The composite symbol includes a GS1 composite symbol in which a one-dimensional code and a two-dimensional code are mixed. The GS1 composite symbol can use three types of EAN / UPC (EAN-13, EAN-8, UPC-A, UPC-E), GS1-128, and GS1 data bars as a one-dimensional code as a base. Further, as the additional information, MicroPDF417 or a two-dimensional code of PDF417 can be used. This embodiment can also be applied to a combination of a barcode and a matrix type two-dimensional code such as a micro QR code.
(Configuration of Handy Scanner 1)

  FIG. 1 is a schematic diagram showing a configuration of a handy scanner 1 according to an embodiment of the present invention. In this figure, the symbol IL indicates illumination light. Hereinafter, for the sake of convenience, the direction viewed from the reading port 4 side of the handy scanner 1 is the front, the direction viewed from the head unit 3 side is a plane, and the direction viewed from the end surface side of the gripping unit 2 is the bottom surface. And define. Further, the hand scanner 1 with the reading port 4 is defined as the front side and the opposite side is defined as the rear side.

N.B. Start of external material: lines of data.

PR #1816, opened 2024-05-28
Enable SBOM Generation 📜 

nagilson:
An SBOM is a formal record containing the details and supply chain relationships of various components used in building software.

We should produce such a thing for our software.
To see that this is successful, please see [Internal Build System URL]/_build/results?buildId=2463838&view=artifacts&pathAsName=false&type=publishedArtifacts


1es-azure-pipeline.yml
```diff
@@ -54,6 +54,8 @@ extends:
         name: NetCore1ESPool-Internal
         image: 1es-windows-2022
         os: windows
+      sbom:
+        enabled: false # SBOM requires very special setup, and is done in compliance.yml
```
nagilson, line 58:
```suggestion
        enabled: false # SBOM requires a special setup for node.js projects to ensure all dependencies are included.
```

pipeline-templates/sbom.yaml
```diff
@@ -0,0 +1,25 @@
+parameters:
+  pool: ''
+
+jobs:
+- job: SBOM
+  pool:
+    ${{ if eq(parameters.useOneEngineeringPool, 'true') }}:
+        ${{ parameters.pool }}
+    ${{ else }}:
+        vmImage: ${{ parameters.pool.vmImage }}
```
MiYanni, line 10: The `${{ parameters.pool }}` and vmImage parts are indented an extra 2 spaces.

pipeline-templates/sbom.yaml
```diff
@@ -0,0 +1,25 @@
...
+  displayName: 📝 SBOM Generation
+  dependsOn:
+  - ${{ parameters.pool.os }}_Build
+  - ${{ parameters.pool.os }}_Package
+  steps:
+    - task: ManifestGeneratorTask@0
+      displayName: 📃 SBOM generation
+      inputs:
+        BuildDropPath: $(System.DefaultWorkingDirectory)
```
MiYanni, line 19: nit: It is a stylistic choice, but this task item could be un-indented by 2 spaces (to make it the same alignment style as `dependsOn` and `outputs` arrays).

MiYanni (approved):

pipeline-templates/sbom.yaml
nagilson: Thanks for taking a look :) I think I like this approach since the step is still on the same indentation level, but I see your point

PR #1822, opened 2024-06-03
Improve VS Code SDK Error Diagnosability

nagilson:
We would like to have more concrete data on when an Install is requested, and then whether or not it succeeds.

  2 is a front view of the handy scanner 1, FIG. 3 is a right side view thereof, and FIG. 4 is a rear view thereof. As shown in FIGS. 1 to 4, the handy scanner 1 has a rectangular reading port 4 for reading a barcode at the upper part of the front surface, and both side surfaces and a plane are continuous from the reading port 4 to the back surface. A head portion 3 is provided and formed. Further, a grip portion 2 is provided which is connected to the head portion 3 and extends in the continuous direction, that is, the bottom surface direction, and is gripped by the user so that the outer shape thereof is a rod shape having a substantially circular cross section.

  An end surface is formed in the bottom surface direction of the grip portion 2, and the charging unit connection portion 11 is disposed there. The charging unit 101 is connected to the charging unit connection unit 11. FIG. 5 is a diagram illustrating a state where the charging unit 101 is connected to the handy scanner 1. FIG. 6 is a view showing a state where the charging unit 101 is detached from the handy scanner 1. As shown in these drawings, the handy scanner 1 can be used with the charging unit 101 connected, or the handy scanner 1 can be used as a cordless unit.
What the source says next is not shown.